Chapter Text
When Langa first tried pot, he was twelve, and training with snowboarders three years older than him. After practice one day, the crew tramped behind the lodge where tourists picked up their rentals, and sat atop a snowbank to lean their backs against the logs of the lodge's exterior. Cassie, a girl with a rough voice who liked to whoop whenever she caught big air or landed a new trick, pulled a joint and a neon green lighter out of one of her snow pants' waterproof pockets. She struck the lighter, held the flame to the twisted tip of the joint, and took a slow, even drag to start them off.
Langa's eyes followed the joint neutrally as it was passed quietly from one snowboarder to the next, trying to decide if this was a part of the sport he admired, or a distraction. He knew they were trying to share something with him by including him in this ritual, but only some of this crew were genuine competition for Langa; most seemed content to race the same routes day in and day out.
When Langa saw Marco was participating, he decided he would too. Marco was a short boy with bronze skin and wavy ebony hair that curled away from his head as it spilled over his ears, who almost always flew down mountains in a tank top atop a secondhand board. He didn't talk about his family much, but everyone knew he was pulled aside by the coach before regionals to strategize about scholarships that would help cover the cost of flights to the competition. Langa counted Marco's inhale (2 seconds on the joint followed by 3 of fresh air) and how long he held it for (4 seconds) before his billowing exhale and resolved to keep up with him.
Langa was at the end of the line, and the penultimate snowboarder looked at him dubiously before offering the joint. Langa took it and was careful to pinch it the way it seemed like the rest had.

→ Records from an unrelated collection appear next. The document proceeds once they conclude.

PR #1043, opened 2020-05-11
Fix name and lastname disabled in cred apps

elfeto:
In #1041 disabled was introduced to name and last name for the credentialed applications. Since both fields are disabled they are not in the request.POST variables which makes this form to fail
with the following error:
 - {'first_names': ['This field is required.'], 'last_name': ['This field is required.']}

To be able to fix this, one has to disable the field in the form init so that the field isn't "cleaned" with an empty value and then initialize the field with the current name and last name.


tompollard:
nice, thanks!

PR #1044, opened 2020-05-11
Add "PLATFORM_NAME" variable to settings

tompollard:
This is a very minor change that adds a `PLATFORM_NAME` variable to the base settings and sets it to "PhysioNet". The platform name can then be displayed with 

```
settings.PLATFORM_NAME
```

I'm surprised that it didn't exist already, but I don't see it anywhere. The benefits are:

- makes the platform generablisable, by helping to reduce hardcoded "PhysioNet"s.
- helps to avoid misspellings (physionet, Physionet, etc).

Should we take this further and display different values for the different servers (e.g. PhysioNet-Dev; PhysioNet-Staging; PhysioNet)?

### DIFF
--- a/physionet-django/physionet/settings/base.py
+++ b/physionet-django/physionet/settings/base.py
@@ -21,6 +21,8 @@ import logging.config
 # Build paths inside the project like this: os.path.join(BASE_DIR, ...)
 BASE_DIR = os.path.dirname(os.path.dirname(os.path.dirname(os.path.abspath(__file__))))
 
+# Customisable platform settings
+PLATFORM_NAME = 'PhysioNet'
 
 # Quick-start development settings - unsuitable for production
 # See https://docs.djangoproject.com/en/1.11/howto/deployment/checklist/


bemoody:
It sounds reasonable, but I'm not entirely keen on "PLATFORM_NAME".
That sounds like it refers to, well, the platform (kernel? operating
system? python interpreter?)

I think "site" is the word you're looking for :)

> Should we take this further and display different values for the different
> servers (e.g. PhysioNet-Dev; PhysioNet-Staging; PhysioNet)?

Probably a good idea.

A possibly related thing is that I've often wished the
standby/development servers would display something recognizably
different in the navigation bar.  Maybe not the best idea to change
the text there, since the CSS is so flaky to begin with (though of
course that could be fixed :)) - another idea I had was just to change
the background color.

tompollard:
> A possibly related thing is that I've often wished the standby/development servers would display something recognizably different in the navigation bar.

Yeah, I agree this would be good. I think it would be worth replacing the site name in top left with PhysioNet-Dev or whatever (for me, the css issue isn't too much of a worry).

Felipe has pointed out that we can already grab the site name from the request object, with:

```
>>> from django.contrib.sites.shortcuts import get_current_site
>>> from django.http import HttpRequest
>>> request = HttpRequest()
>>> get_current_site(request)
<Site: localhost:8000>
>>> get_current_site(request).name
'PhysioNet-dev'
>>> 
```

So is there any reason not to close this pull request? The site names are in https://github.com/MIT-LCP/physionet-build/blob/dev/physionet-django/physionet/fixtures/sites.json

bemoody:
Yeah, that works too.

tompollard:
I'll close this for now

He inhaled, planning to count to himself to match Marco, and for the first two seconds his lungs were obedient. Unfortunately, his competitive nature couldn't override his body's reflex to the new experience, and as soon as he he tried to inhale fresh air to follow the smoke, he began hacking uncontrollably.
The line set about chuckling, and the boy next to him offered him a water bottle in exchange for the joint going back up the line where it was finished and snuffed out by Cassie. Langa was mortified at first, for failing to keep up, but as the chuckles seemed to telephone down the line of people and reverberate back to him, he found the warmth that had risen in his cheeks from embarrassment was spreading into a gentle smile. It felt really nice to just laugh at a shared joke with these athletes he spent every afternoon with, some of whom he even respected.

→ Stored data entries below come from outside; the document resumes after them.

PR #1046, opened 2020-05-11
Add 7 days notice in outgoing emails

elfeto:
Added a 7 days notice on the links that we send out to:
 - Register for new accounts
 - Reset passwords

Once the group began moving again, gathering their things and splitting into their carpools home, Langa realized how much brighter the snow was, how much crisper the air was, and how unified and joyful it was to be conscious in the world. Langa had felt this sense of this kind of euphoric clarity before, but only when he reached "the Flow" while snowboarding. Those rare moments when he was careening down the mountain effortlessly, somehow, though he knew rationally that it was a precise concert of his training, physics, the material world, and a heapful of luck. Langa loved it.
He also realized he was going to have to walk toward his mom's car a lot more slowly than he'd originally planned, because there was something new to observe and appreciate with every step. He felt strongly that moving quickly through the world in this moment would be wasteful. That was a new sensation for Langa. Normally he merely endured the non-snowboarding parts of he day.

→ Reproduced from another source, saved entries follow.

PR #1048, opened 2020-05-13
Creates list of all published projects

Lucas-Mc:
Creates a page similar to [this](https://archive.physionet.org/physiobank/database/DBS) one on the old site. This will be used in WFDB-Python in the `get_dbs()` function to extract a list of all the currently available projects that are able to be analyzed. View original documentation here: https://github.com/MIT-LCP/wfdb-python/blob/f4ada092134ff062d836318042f373ab34abcaa3/wfdb/io/download.py#L209-L230

### DIFF
--- a/physionet-django/console/templates/console/all_projects.html
+++ b/physionet-django/console/templates/console/all_projects.html
@@ -1,3 +1,0 @@
-{% for project in all_projects.items %}
-  <p>{{ project.0 }}&emsp;{{ project.1 }}</p>
-{% endfor %}
--- a/physionet-django/console/templates/console/all_projects.html
+++ b/physionet-django/console/templates/console/all_projects.html
@@ -1,0 +1,3 @@
+{% for project in all_projects.items %}
+  <p>{{ project.0 }}&emsp;{{ project.1 }}</p>
+{% endfor %}
--- a/physionet-django/console/templates/console/console_navbar.html
+++ b/physionet-django/console/templates/console/console_navbar.html
@@ -174,7 +174,7 @@
             <a href="#">Not Implemented</a>
           </li>
           <li>
-            <a href="#">Not Implemented</a>
+            <a href="{% url 'all_projects' %}">All Projects</a>
           </li>
         </ul>
       </li>
--- a/physionet-django/console/templates/console/console_navbar.html
+++ b/physionet-django/console/templates/console/console_navbar.html
@@ -174,7 +174,7 @@
             <a href="#">Not Implemented</a>
           </li>
           <li>
-            <a href="{% url 'all_projects' %}">All Projects</a>
+            <a href="{% url 'all_projects' %}">Database List</a>
           </li>
         </ul>
       </li>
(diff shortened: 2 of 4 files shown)


bemoody:
Mmm.  If you're looking for a list of databases then I think what you
want is '/lightwave/server?action=dblist'.  Though it'd be nice to
have the traditional easy-to-parse DBS file too...

A pretty HTML list of projects is another matter...

Lucas-Mc:
Ahhh interesting, did not know about that page.. can definitely parse it but let's see what the consensus is on this one first.

Lucas-Mc:
Update: the Lightwave page can just be imported easily using `json.loads()`.. should this PR be continued but modified so that the display of projects looks nice, or is this functionality not needed right now?

tompollard:
I like the behavior of `'/lightwave/server?action=dblist`, but I think it would be better if the path didn't depend on lightwave. 

Could we start building out a more general API (e.g. `api.physionet.org` or `physionet.org/api`) to support requests like "give me all of the project slugs"?

Lucas-Mc:
Yeah @tompollard, that is what I was concerned about also.. what if Lightwave is removed after the annotation project is complete? Then the method to get all the projects would have to change as well

bemoody:
Yeah... we really should fix all this stuff

/physiobank/database/mitdb/1.0.0/100.hea should work for versioned files

/physiobank/database/DBS should give a tab separated list of
(versioned) databases

we could add a DBS.json if that would make people happy :)

tompollard:
> we could add a DBS.json if that would make people happy :)

I'd really like a REST API, but don't have any issues with a json file somewhere! Might be good to have a more informative name, e.g. `database_list.json` or something?

elfeto:
BTW, we have somewhat of a rest API (I know this might be out of the scope of the PR) but the app export has some information that you might want to look.

tompollard:
Just had a play around with this. It seems like we do need some way of offering up a list of databases (and other content types). A couple of quick thoughts:

- Is "http://physionet.org/console/usage/database_list.json" the right URL for serving the file?  The URL should be reasonably persistent if applications are going to be referencing the file. Up until now, "console" has not been used for public content.
- It feels slightly odd to have this under "Usage stats" in the menu, particularly when clicking the item drops the user into a place without any menus for navigation.

tompollard:
@elfeto good point, I'd managed to forget that https://physionet.org/rest/database-list/ existed! Still not a great URL, so maybe we should review that, but this seems to be roughly what you need Lucas?

Lucas-Mc:
@tompollard Yeah I think so, that's all published projects? I can just use that instead? I actually accidentally ran into this cite when I tried to set the URL to `database_list` for some reason though it didn't show all the results.

tompollard:
If a URL exists that contains the information that you need, then it makes sense to use it rather than to create something new.

> I tried to set the URL to database_list for some reason though it didn't show all the results.

It's very possible that the API output is buggy because it hasn't had much use yet, so some testing before making it a WFDB dependency would be good!

Lucas-Mc:
It looks like [the current list](https://physionet.org/rest/database-list/) will work nicely for my purposes though we can re-open this issue at another point if we feel like it isn't sufficient.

At home his parents joked that his eyes were bigger than his stomach, and certainly bigger than their plates when he piled his high with a mountain of dinner. He couldn't help himself from getting seconds of everything too. As soon as he finished a bite of one dish he found himself needing another so that he could truly taste and feel every component of the dish. It was as engaged as he had ever been at the dinner table and his mom joked, "Are you sure you don't want to be a chef?"
And Langa actually paused for half a second before coming to his senses and shouting, "No way! I'm going to be the world's best snowboarder!" His parents exchanged glances, and then laughed. He was still Langa.